Syamsuddin mengatakan, kemungkinan penyelidikan untuk 2 OTT terakhir ini terjadi pada kepemimpinan KPK era Agus Rahardjo cs. Dewas KPK sendiri bersandar pada UU KPK baru yaitu UU Nomor 19 Tahun 2019 yang menyebutkan bila Dewas KPK memberikan izin penyadapan, penggeledahan, dan penyitaan.

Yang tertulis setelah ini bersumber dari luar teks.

PR #326, opened 2015-08-24
Basic Spell checking

tritemio:
I modified the RST file. I saw there is a corresponding .ipynb file which I didn't touch.

PR #328, opened 2015-08-25
Update JavaScript Notebook Extensions.rst

nymoorland:
Hey, I was just reading the docs to better understand the internals. This doc is really informative and interesting and I love the conversational writing style! I hope you don't mind, I made a few quick ten minute proofs/edits. My only question is if this rst doc is the right place to make the edits to populate the ipynb file? Also, in the diff I was seeing whitespace but not in the raw file. Thanks.

PR #363, opened 2015-08-29
Docs typo

Carreau:
Supercede #326


Carreau:
Rha... should integrate modif from https://github.com/jupyter/notebook/pull/328 too.

Carreau:
Ok, this now should merge most of #326 and #328 by keeping commits of original authors !

Ping @minrk that have been working on the same file.

minrk:
The rst files are there on purpose. cc @ellisonbg

minrk:
@Carreau I'm fine closing #369 if you want to finish here, or wait for this to go in and rebase that. Either way is fine with me.

Carreau:
Either are fine. @Jdfreder [said earlier](https://github.com/jupyter/notebook/pull/328#issuecomment-134745177) : 

> We probably shouldn't be checking in the .rst files because it's confusing, but I think we needed to in order for things to work with readthedocs.

Do we need for RTD ? I thought it was just for the backlink.

Carreau:
And mybad, I though #369 was merged, I would have rebased on top of yours also. 
I can merge the 3 together tomorrow.

minrk:
> Do we need them for RTD ?

Backstory, if I remember correctly:

- Committing rst was assumed necessary for RTD since we can't install pandoc via requirements.txt
  - turns out, RTD environments have pandoc
- RTD doesn't run Makefiles, it runs sphinx directly, so Make dependencies don't resolve
  - we have a hack in conf.py to trigger nb→rst even 

So we definitely don't need the rst files for RTD. After realizing it wasn't needed, I think some folks wanted to try committing rst files, to see if they made reviewing prose changes easier. But if that's not the case, I think we are out of reasons to keep them.

Carreau:
This is a combinaison of 3 PRs that make fixes to docs and on the same file, and I don't want o get yet another PR on it, so I'm going to merge, we can iterate later.

minrk:
Thanks, @Carreau!

PR #370, opened 2015-08-31
Fix flexbox on celltoolbar and safari.

Carreau:
cf https://github.com/jupyter/nbgrader/issues/394

Cannot fix in flexbox.less cf above issue.

Ping @jhamrick

### DIFF
--- a/notebook/static/notebook/less/celltoolbar.less
+++ b/notebook/static/notebook/less/celltoolbar.less
@@ -12,6 +12,10 @@
     padding-right: 4px;
     .hbox();
     .end();
+    // safari fix, we cannot use -webkit-flex on hbox
+    // and vbox either or all css get borked
+    // cf https://github.com/jupyter/nbgrader/issues/394
+    display: -webkit-flex;
     @media print{
         display: none;
     }


jhamrick:
Thanks! I'll have a look at this in just a bit.

jhamrick:
Can you let me know what the right fix for the nbgrader css is in conjunction with this? There's no change without it, so I can't really test this out otherwise.

Carreau:
> Can you let me know what the right fix for the nbgrader css is in conjunction with this? There's no change without it, so I can't really test this out otherwise.

This shouldn't need any change on your side. 

I'll try to issue a PR against nbgrader that also fix it.

notebook/static/notebook/less/celltoolbar.less
```diff
@@ -12,6 +12,10 @@
     padding-right: 4px;
     .hbox();
     .end();
+    // safari fix, we cannot use -webkit-flex on hbox
+    // and vbox either or all css get borked
+    // cf https://github.com/jupyter/nbgrader/issues/394
+    display: -webkit-flex;
```
minrk: shouldn't this be in `.hbox()` instead, if it's needed?

Carreau: Technically that what we should do, but as I stated in the
comment it is broken on safari if in hbox or vbox. 
Reposted screenshot on linked issue:

minrk: Sorry, I didn't understand the comment. Okay, then. *grumbles about CSS*

Carreau: > grumbles about CSS

indeed.

PR #385, opened 2015-09-03
Use a 401 status code for invalid login attempts. Fixes #384

### LINKED ISSUE #384: 200 status code on invalid login
An invalid login attempt on a password protected server redirects back to the login page with a 200 status code. 

It would be useful for me to be able to check against the status code instead of doing what I ended up doing in iiSeymour/nbtop#6 *(comparing `request.url` against `response.url`)*. I suggest using 401 on an invalid login attempt.

iiSeymour:


iiSeymour:
Excuse the whitespace clean up masking the change. I have` (add-hook 'before-save-hook (lambda () (delete-trailing-whitespace)))` in my `.emacs`.

rgbkrk:
LGTM

minrk:
@iiSeymour we generally prefer to avoid that, but it's okay this time.

PR #390, opened 2015-09-03
move swagger API handler off of existing `/api`

### LINKED ISSUE #387: Swagger API
In the 3.X releases `/api` served the IPython version as a JSON object, however the 4.X releases return a 404 and `master` serves [api.yaml](https://github.com/jupyter/notebook/blob/master/notebook/services/api/api.yaml) [raw](https://github.com/jupyter/notebook/blob/master/notebook/services/api/handlers.py#L18).

Are all API routes eventually being migrated to use the swagger framework and `/api` will be a discovery route or should `/api` still return the version?

minrk:
that spot was already taken

also set the content-type correctly

closes #387


Carreau:
+1

PR #877, opened 2015-12-17
Hide vertical scrollbar on rendered content by default.

### LINKED ISSUE #735: Markdown mode - Inoperable scrollbars
When I type in markdown mode, I sometimes get the scrollbar on the right, which can be disturbing, i.e.:

    $$A_{zvar} =\sum{A_{i, zvar}}$$

returns the following:

scrollbar

Is this a bug or can I avoid this somehow?

jdfreder:
Content in the y direction should cause the rendered content to grow,
the overflow-x: auto causes chrome to assume the same of y, so we need
to tell it explicitly otherwise.

closes #735

### DIFF
--- a/notebook/static/notebook/less/textcell.less
+++ b/notebook/static/notebook/less/textcell.less
@@ -37,6 +37,11 @@ h1,h2,h3,h4,h5,h6 {
 
 .text_cell.rendered .rendered_html {
     overflow-x: auto;
+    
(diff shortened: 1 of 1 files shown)


captainsafia:
Works on Safari 9.0.2 and Chrome 47 on Mac. :+1:

Cookie for @jdfreder, :cookie:!

Carreau:
Seem legit.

"Terkait OTT KPK di Sidoarjo maupun Komisioner KPU tidak ada permintaan izin penyadapan kepada Dewas. KPK masih menggunakan prosedur UU yang lama. Sangat mungkin penyelidikan dan penyadapan sudah berlangsung sejak kepemimpinan KPK jilid 4 (Pak Agus cs). Dewas sendiri belum memiliki organ karena Perpres tentang organ Dewas baru turun," ucap Syamsuddin.
Sebelumnya, OTT pertama dilakukan KPK pada Selasa (7/1) malam terhadap Bupati Sidoarjo Saiful Ilah. Dia diduga terlibat transaksi suap terkait pengadaan barang dan jasa di daerahnya. Lantas OTT kedua berlangsung pada Rabu (8/1) hari ini. Komisioner KPU Wahyu Setiawan juga terlibat transaksi suap.
Dewas KPK memang sebenarnya sedang dalam induksi atau masa pengenalan tentang tugas-tugasnya, termasuk seluk-beluk KPK sejak Senin (6/1) dan berakhir pada Rabu (8/1).
Padahal peran Dewas KPK cukup penting dalam penindakan KPK terkait OTT bila menilik Undang-Undang Nomor 19 Tahun 2019 yang merupakan revisi dari UU KPK lama, yaitu UU Nomor 30 Tahun 2002. Dalam UU baru itu terdapat peran Dewas KPK berkaitan dengan pemberian izin penyadapan.